PR #538, opened 2022-06-28
Fix: Sound doesen't play at specific endings

TheMachineAmbassador:
Kids don't forget to add return after work is done.

### DIFF
--- a/Patches/PatchInventoryBGM.cpp
+++ b/Patches/PatchInventoryBGM.cpp
@@ -24,6 +24,10 @@ __declspec(naked) void __stdcall FixInventoryBGMBugASM()
 		if (EventIndex == 0xb)
 		{
 			*muteSound = 0xF;
+			__asm
+			{
+				jmp jmp_return
+			}
 		}
 		
 		if (EventIndex > 3 && EventIndex < 10 || EventIndex == 0x10 || MenuEventIndex == 0x11)


TheMachineAmbassador:
Release added also it includes beta quick save text thing so don't forget to replace build back after test is done.

[Release.zip](https://github.com/elishacloud/Silent-Hill-2-Enhancements/files/9006176/Release.zip)

elishacloud:
Thanks @TheMachineAmbassador.

@Polymega, here is the fix added to the release candidate: [d3d8.zip](https://github.com/elishacloud/Silent-Hill-2-Enhancements/files/9006198/d3d8.zip)
 
Once tested I will merge the PR.

Polymega:
This looks to fix things up! Thank you Machine Ambassador for the quick turnaround on this!

@elishacloud 
I finished my full playthrough and everything else was good. Thanks!

@TheMachineAmbassador
> also it includes beta quick save text thing so don't forget to replace build back after test is done.

Sounds good! I will play around with this soon and email you back. 😄

Polymega:
Oh, Elisha, unrelated: But could you share with Machine Ambassador what code in the module you use to check the current resolution the game is using?

elishacloud:
> But could you share with Machine Ambassador what code in the module you use to check the current resolution the game is using?

Sure.

@TheMachineAmbassador, the current resolution of the game is stored in the variables [here](https://github.com/elishacloud/Silent-Hill-2-Enhancements/blob/8632c72103f28d319a152525f6bdb0bd554a0d37/Wrappers/d3d8/d3d8wrapper.h#L47).

They are set by this line of code [here](https://github.com/elishacloud/Silent-Hill-2-Enhancements/blob/8632c72103f28d319a152525f6bdb0bd554a0d37/Wrappers/d3d8/IDirect3D8.cpp#L337-L338).

Also, you can checkout the code [here](https://github.com/ThirteenAG/WidescreenFixesPack/blob/f3ef32b1856f27bd8d28cb01a1e4aaebd64ec115/source/SilentHill2.WidescreenFix/dllmain.cpp#L92-L98) in the Widescreenfix, as this is internally where the game stores the screen size.

TheMachineAmbassador:
Thank you @elishacloud, i guess my problem is related to hud stuff,

hud

I'm currently rewriting the game's render text function but unfortunately the widescreen fix doesn't affect this function because HUD variables are at the inner scope of the function. I'm trying to put the text in the left corner but after changing resolution it's sliding right because of aspect ratio. I could've simply compared the aspect ratio and changed the text position by that but I don't know it is a good idea.

elishacloud:
> I'm trying to put the text in the left corner but after changing resolution it's sliding right because of aspect ratio.

[Here](https://github.com/elishacloud/Silent-Hill-2-Enhancements/blob/c36369101b76b6438bcfca075f7be776098936fd/Patches/Resolution.cpp#L270-L289) is the code that gets run every time the resolution changes.  You could change this code to update the HUD ratio also.

TheMachineAmbassador:
Well yeah but can't we do that general, i mean whole rendering stuffs for the fonts in game is rendering in 4:3. For the better explanation.


In this photo i've set x position of both text's to 0 and as you see text is still at 4:3.
16 9redbox
While i was writing you i've already noticed what i have to do already and what you trying to tell me, i guess all i have to do is just search the 4:3 red box (layer) that i draw :) and find the data of that and then change that values to with your code. Well right now i have to look for some start point i guess 😄

Polymega:
Might be a silly question but, does positioning accept negative values? If so, could you use a negative value to offset its horizontal position when using ratios wider than 4:3?

TheMachineAmbassador:
Yep it does and i can use but i have to add comparisons for every aspect ratios and it wont gonna be used by other font render functions. So we have two ways to go.  (Like i did for all fixes  😂)

1-) I can add comparisons for every aspect ratio (We can say it's esaiest way )

2-) It might took a bit but we can try find layer that for the fonts and it will affect all texts in the game.(Like now loading text,subtitles etc)

Polymega:
> i can use but i have to add comparisons for every aspect ratios

You may not need to. Could you use just the resolution variables Elisha provided and use the current resolution height to determine this?

Let's say the person is playing in 1280x720. 
Calculate height of 720 * 1.3333333333333 = 960 (4:3 aspect ratio at this height)
960 - 1280 (current width used by game) = -320
-320 + 50 (padding example so text isn't touching edge) = Offset horizontal text by -270

Polymega:
> and it wont gonna be used by other font render functions.

This is probably be a good thing. The "regular" text is, for all intents and purposes, displaying fine as it currently is. Repositioning the GAME SAVED/CAN'T SAVE text would be all that's needed.

TheMachineAmbassador:
Well game calc doesen't work like that unfortunately i'm trying to find different formula but for now but i already found different way. I simply copy pasted this code [link](https://github.com/elishacloud/Silent-Hill-2-Enhancements/blob/c36369101b76b6438bcfca075f7be776098936fd/Patches/Resolution.cpp#L167 ) and editted a bit. The result is like this, 
[Release.zip](https://github.com/elishacloud/Silent-Hill-2-Enhancements/files/9028935/Release.zip) I still don't know is it support 21:9 but better that nothing i guess. All i did was in this build subtracting fixed 20 value with 30.

Polymega:
> I still don't know is it support 21:9 but better that nothing i guess

Unfortunately, it looks to have a limit of ~16:9.

Screenshot 2022-07-01 09-11-47

> Well game calc doesen't work like that unfortunately

I'm not meaning to come across as stubborn or anything when I ask this, but I figured the formula/calculation would be done on our end through the module? 

- [BufferHeight](https://github.com/elishacloud/Silent-Hill-2-Enhancements/blob/8632c72103f28d319a152525f6bdb0bd554a0d37/Wrappers/d3d8/d3d8wrapper.h#L47) * 1.333333333 = A
- A - [BufferWidth ](https://github.com/elishacloud/Silent-Hill-2-Enhancements/blob/8632c72103f28d319a152525f6bdb0bd554a0d37/Wrappers/d3d8/d3d8wrapper.h#L47)= B
- B + (BufferWidth * 0.05) = C

`C` is final horizontal offset of text
`(BufferWidth * 0.05)` would be 5% padding from left so text isn't touching edge. (% value could be changed to whatever.)

Now, if the positioning values used for this text are not 1:1 to the resolution values, then that would throw a wrench into this. ...unless we can determine a conversion for it to do at the very end? 🤔  In any case, the idea with the above formula is that you would not need to hard code any positions depending on aspect ratio used.

TheMachineAmbassador:
The calc formula is correct but thing is we don't know which coordinate system text at. We can substract text with any value to slide it left but it's not goes left like that, the build that build i sended you now is also includes text positions already :). When i substracting with value that we found i'm not actually subtracting with 0 because the text doesn't slide left with that, I have to substract with 4095 in the build you will find the reason. But with the changes a bit i did with you're formula i guess we're a bit close to fix pos of text.

[print_pos.zip](https://github.com/elishacloud/Silent-Hill-2-Enhancements/files/9029540/print_pos.zip)

Polymega:
>  If you ask me why i substracted with 4095, it's just 0 point for the pos.

Ah, now the math is getting really confusing for me. So at 4:3 it uses a value of 30, and subtracting with 4095 is used as it's the origin point (0) for its position?  😵

... but still, there ought to be a way to understand how the game is using these values for positioning and convert it in a way we better use? May I ask if you could create a Cheat Table where I can alter this position live?

Oh, I used an absolutely ridiculous aspect ratio to test and the current build looks to still have limits:

Screenshot 2022-07-01 10-34-27

TheMachineAmbassador:
You can search value of position in this build [Release.zip](https://github.com/elishacloud/Silent-Hill-2-Enhancements/files/9030590/Release.zip) . You can change value by simply addding new memory address on cheat engine and put the hello value to Address. Data type is short.

PR #1, opened 2022-11-21
docs(react-boundary): yarn install should be add keyword

ChanhyukPark-Tech:
Thank you for the good library.
There was a small bug, so I fixed it😁


manudeli (approved):
Great, @ChanhyukPark-Tech Thanks for first PR!

PR #3, opened 2022-12-31
fix(react): remove unnecessary type in fallback

### LINKED ISSUE #2: BaseErrorbounday fallback type is something wrong in @suspensive/react
### Relevant code or config

```ts
fallback: ReactNode | ((props: { error: Error; reset: (...args: unknown[]) => void }) => ReactNode)
```
### Problem description:
fallback type has reset prop and it take arg as a factor. but It's not used anywhere

### Suggested solution: 
i think it works too
```ts
fallback: ReactNode | ((props: { error: Error; reset: () => void }) => ReactNode)
```

jinn2u:
### remove unnecessary type in fallback
I changed the factor of fallback's reset function as void 

fix #2

### DIFF
--- a/packages/react/src/ErrorBoundary.tsx
+++ b/packages/react/src/ErrorBoundary.tsx
@@ -22,7 +22,7 @@ type Props = PropsWithRef<
     resetKeys?: unknown[]
     onReset?(): void
     onError?(error: Error, info: ErrorInfo): void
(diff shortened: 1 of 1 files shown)


manudeli:
@jinn2u, Thanks!

manudeli:
@all-contributors please add @jinn2u for bug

--- What you are asked to do ---
Which lines of the data include the string "functions"? Copy each of them.

--- Completed task ---
Yep it does and i can use but i have to add comparisons for every aspect ratios and it wont gonna be used by other font render functions. So we have two ways to go.  (Like i did for all fixes  😂)
> and it wont gonna be used by other font render functions.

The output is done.